→ **Problem to work on**: Please return every line in the entries below with the word "vectors" in it.

→ **Extracted information**:
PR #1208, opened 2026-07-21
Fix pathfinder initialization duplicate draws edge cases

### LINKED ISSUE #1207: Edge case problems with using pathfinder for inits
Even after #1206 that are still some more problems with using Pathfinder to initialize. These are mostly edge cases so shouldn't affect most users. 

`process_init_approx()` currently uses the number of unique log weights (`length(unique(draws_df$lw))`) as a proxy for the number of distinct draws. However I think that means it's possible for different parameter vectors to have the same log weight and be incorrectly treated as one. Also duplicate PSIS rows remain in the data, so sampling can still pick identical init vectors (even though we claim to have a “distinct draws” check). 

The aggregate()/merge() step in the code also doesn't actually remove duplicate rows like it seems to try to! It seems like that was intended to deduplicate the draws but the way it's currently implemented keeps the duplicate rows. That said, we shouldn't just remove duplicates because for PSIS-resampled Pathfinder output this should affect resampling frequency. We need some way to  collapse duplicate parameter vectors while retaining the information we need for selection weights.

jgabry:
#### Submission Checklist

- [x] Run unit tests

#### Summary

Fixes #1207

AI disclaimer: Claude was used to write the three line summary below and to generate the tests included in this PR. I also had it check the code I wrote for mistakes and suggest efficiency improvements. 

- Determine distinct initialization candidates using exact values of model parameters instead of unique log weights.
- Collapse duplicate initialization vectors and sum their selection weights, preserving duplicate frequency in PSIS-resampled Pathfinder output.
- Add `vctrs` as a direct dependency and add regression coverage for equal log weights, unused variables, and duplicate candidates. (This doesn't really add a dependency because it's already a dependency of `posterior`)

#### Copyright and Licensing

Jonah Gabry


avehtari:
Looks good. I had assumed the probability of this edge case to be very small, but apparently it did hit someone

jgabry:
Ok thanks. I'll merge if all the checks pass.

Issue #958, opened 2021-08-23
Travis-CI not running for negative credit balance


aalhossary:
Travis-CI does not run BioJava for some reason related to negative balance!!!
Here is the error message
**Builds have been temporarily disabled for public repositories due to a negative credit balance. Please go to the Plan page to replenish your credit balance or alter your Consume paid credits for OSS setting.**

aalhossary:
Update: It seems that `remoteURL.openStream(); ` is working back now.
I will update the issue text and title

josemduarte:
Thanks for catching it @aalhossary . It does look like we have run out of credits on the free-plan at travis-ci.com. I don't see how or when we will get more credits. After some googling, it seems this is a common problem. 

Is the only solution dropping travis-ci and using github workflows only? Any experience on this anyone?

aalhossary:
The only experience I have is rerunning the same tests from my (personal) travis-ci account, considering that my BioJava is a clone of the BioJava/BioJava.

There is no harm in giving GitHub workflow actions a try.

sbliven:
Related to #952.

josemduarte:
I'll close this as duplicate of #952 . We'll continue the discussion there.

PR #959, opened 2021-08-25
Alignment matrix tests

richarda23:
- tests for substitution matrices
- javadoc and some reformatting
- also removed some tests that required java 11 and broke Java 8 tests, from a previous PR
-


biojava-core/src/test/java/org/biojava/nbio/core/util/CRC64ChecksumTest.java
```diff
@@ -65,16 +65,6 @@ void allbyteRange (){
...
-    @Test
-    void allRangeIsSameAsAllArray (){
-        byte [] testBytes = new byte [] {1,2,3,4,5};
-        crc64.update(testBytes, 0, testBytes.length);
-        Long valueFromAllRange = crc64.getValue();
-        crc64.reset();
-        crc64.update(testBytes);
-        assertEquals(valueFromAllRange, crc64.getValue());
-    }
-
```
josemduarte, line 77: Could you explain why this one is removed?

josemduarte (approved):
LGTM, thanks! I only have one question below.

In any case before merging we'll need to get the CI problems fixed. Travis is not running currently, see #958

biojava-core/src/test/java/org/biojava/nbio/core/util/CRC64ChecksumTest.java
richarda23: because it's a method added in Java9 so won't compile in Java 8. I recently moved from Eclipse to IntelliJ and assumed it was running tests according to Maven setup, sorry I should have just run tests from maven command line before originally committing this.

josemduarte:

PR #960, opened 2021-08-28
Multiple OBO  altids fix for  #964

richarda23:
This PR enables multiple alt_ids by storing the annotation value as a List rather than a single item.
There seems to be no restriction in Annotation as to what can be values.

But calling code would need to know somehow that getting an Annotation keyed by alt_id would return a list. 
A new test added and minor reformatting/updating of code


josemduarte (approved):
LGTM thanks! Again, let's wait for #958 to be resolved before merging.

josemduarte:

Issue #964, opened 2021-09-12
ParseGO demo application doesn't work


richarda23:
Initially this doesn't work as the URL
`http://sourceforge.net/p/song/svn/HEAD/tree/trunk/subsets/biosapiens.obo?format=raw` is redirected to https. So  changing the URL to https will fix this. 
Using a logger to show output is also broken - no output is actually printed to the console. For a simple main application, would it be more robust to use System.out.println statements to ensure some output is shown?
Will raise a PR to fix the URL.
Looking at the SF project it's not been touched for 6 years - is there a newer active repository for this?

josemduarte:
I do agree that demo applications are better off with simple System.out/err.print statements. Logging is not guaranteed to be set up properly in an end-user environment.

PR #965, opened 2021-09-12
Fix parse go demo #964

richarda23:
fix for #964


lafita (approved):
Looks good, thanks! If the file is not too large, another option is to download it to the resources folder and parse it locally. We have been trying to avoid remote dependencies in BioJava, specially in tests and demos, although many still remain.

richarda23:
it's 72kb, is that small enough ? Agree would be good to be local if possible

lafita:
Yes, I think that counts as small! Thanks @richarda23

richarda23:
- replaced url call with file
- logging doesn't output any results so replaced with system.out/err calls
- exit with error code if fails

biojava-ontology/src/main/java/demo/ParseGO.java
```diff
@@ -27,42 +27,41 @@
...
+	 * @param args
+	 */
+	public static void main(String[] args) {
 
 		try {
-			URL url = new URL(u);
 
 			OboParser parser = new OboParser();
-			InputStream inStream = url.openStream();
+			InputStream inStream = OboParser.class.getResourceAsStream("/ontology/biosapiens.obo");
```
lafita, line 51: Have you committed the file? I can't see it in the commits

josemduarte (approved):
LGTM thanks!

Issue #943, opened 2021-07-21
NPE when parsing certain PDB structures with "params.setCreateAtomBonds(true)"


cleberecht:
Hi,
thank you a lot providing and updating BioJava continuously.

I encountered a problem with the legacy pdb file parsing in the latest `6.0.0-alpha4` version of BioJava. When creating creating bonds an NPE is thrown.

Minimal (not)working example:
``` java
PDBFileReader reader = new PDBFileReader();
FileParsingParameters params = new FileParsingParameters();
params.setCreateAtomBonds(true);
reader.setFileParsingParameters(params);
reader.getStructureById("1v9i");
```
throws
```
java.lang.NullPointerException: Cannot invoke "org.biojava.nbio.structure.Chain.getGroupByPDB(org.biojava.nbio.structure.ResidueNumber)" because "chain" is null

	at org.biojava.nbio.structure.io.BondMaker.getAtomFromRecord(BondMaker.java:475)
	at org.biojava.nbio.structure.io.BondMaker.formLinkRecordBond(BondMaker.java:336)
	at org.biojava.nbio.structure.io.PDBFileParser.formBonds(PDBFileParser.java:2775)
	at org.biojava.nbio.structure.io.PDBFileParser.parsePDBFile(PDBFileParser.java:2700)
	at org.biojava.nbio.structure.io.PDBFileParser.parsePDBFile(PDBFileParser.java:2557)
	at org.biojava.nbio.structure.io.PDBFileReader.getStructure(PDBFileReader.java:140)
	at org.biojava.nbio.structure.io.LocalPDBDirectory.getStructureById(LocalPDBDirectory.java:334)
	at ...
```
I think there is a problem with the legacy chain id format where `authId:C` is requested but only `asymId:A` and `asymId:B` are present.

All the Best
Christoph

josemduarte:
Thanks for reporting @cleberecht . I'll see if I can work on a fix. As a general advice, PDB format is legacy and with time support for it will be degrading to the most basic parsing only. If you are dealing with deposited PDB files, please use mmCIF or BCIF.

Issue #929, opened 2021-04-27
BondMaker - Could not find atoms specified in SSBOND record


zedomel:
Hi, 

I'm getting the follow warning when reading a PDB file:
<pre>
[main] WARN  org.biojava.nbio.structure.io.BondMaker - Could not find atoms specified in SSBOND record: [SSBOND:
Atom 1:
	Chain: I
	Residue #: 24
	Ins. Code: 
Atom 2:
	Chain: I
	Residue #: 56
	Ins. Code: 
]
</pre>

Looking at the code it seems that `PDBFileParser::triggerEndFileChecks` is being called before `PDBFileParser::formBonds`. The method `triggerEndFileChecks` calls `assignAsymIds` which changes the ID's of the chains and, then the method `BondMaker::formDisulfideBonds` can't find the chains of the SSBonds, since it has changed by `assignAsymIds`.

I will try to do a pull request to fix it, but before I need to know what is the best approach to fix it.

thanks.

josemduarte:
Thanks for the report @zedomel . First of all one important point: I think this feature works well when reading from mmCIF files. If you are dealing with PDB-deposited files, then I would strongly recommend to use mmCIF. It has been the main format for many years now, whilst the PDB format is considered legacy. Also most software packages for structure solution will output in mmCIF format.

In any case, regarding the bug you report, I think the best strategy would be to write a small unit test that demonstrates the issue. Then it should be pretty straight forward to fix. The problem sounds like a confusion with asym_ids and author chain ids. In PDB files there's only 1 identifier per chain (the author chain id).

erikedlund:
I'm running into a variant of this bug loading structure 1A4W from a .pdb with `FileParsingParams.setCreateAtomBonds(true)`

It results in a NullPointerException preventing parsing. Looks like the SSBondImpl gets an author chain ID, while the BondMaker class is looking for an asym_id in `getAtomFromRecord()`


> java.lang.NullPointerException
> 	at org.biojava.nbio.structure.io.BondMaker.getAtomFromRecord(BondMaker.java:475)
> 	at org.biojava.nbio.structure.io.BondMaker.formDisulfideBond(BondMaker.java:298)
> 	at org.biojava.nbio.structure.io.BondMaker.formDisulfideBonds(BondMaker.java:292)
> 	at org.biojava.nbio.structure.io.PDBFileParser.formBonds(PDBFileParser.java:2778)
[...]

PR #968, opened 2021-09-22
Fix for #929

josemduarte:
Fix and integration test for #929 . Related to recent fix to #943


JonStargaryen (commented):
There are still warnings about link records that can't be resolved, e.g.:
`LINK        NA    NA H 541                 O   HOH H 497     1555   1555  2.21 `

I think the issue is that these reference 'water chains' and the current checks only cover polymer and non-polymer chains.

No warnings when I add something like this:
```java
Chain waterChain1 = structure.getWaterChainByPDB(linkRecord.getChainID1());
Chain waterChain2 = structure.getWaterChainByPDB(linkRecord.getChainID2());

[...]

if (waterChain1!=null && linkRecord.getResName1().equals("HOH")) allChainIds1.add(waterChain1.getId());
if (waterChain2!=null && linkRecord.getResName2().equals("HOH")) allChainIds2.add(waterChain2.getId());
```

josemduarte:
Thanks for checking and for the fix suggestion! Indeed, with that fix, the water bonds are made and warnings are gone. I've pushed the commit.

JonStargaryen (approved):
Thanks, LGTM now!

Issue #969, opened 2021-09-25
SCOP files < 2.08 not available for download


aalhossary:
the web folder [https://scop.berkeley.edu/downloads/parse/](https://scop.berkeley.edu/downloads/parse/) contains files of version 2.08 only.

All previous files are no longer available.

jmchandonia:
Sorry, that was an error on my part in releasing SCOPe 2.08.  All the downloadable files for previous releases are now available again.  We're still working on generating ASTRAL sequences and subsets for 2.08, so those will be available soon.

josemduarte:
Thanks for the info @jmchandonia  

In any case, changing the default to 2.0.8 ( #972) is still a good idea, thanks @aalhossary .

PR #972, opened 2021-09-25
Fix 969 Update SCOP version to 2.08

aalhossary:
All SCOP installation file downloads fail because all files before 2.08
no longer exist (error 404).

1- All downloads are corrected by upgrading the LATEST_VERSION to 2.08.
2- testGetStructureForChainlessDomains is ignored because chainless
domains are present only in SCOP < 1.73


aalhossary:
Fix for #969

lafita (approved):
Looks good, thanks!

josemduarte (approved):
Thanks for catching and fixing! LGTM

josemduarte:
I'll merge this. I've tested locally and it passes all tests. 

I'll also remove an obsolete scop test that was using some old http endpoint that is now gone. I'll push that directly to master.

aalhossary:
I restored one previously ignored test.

---

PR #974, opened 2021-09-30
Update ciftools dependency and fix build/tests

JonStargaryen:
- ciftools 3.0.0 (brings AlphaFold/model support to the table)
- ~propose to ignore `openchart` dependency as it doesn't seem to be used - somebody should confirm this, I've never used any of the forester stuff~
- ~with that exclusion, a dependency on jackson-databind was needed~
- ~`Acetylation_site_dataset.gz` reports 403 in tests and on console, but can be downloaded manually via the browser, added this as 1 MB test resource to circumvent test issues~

→ **Answer below**:
`process_init_approx()` currently uses the number of unique log weights (`length(unique(draws_df$lw))`) as a proxy for the number of distinct draws. However I think that means it's possible for different parameter vectors to have the same log weight and be incorrectly treated as one. Also duplicate PSIS rows remain in the data, so sampling can still pick identical init vectors (even though we claim to have a “distinct draws” check). 
The aggregate()/merge() step in the code also doesn't actually remove duplicate rows like it seems to try to! It seems like that was intended to deduplicate the draws but the way it's currently implemented keeps the duplicate rows. That said, we shouldn't just remove duplicates because for PSIS-resampled Pathfinder output this should affect resampling frequency. We need some way to  collapse duplicate parameter vectors while retaining the information we need for selection weights.
- Collapse duplicate initialization vectors and sum their selection weights, preserving duplicate frequency in PSIS-resampled Pathfinder output.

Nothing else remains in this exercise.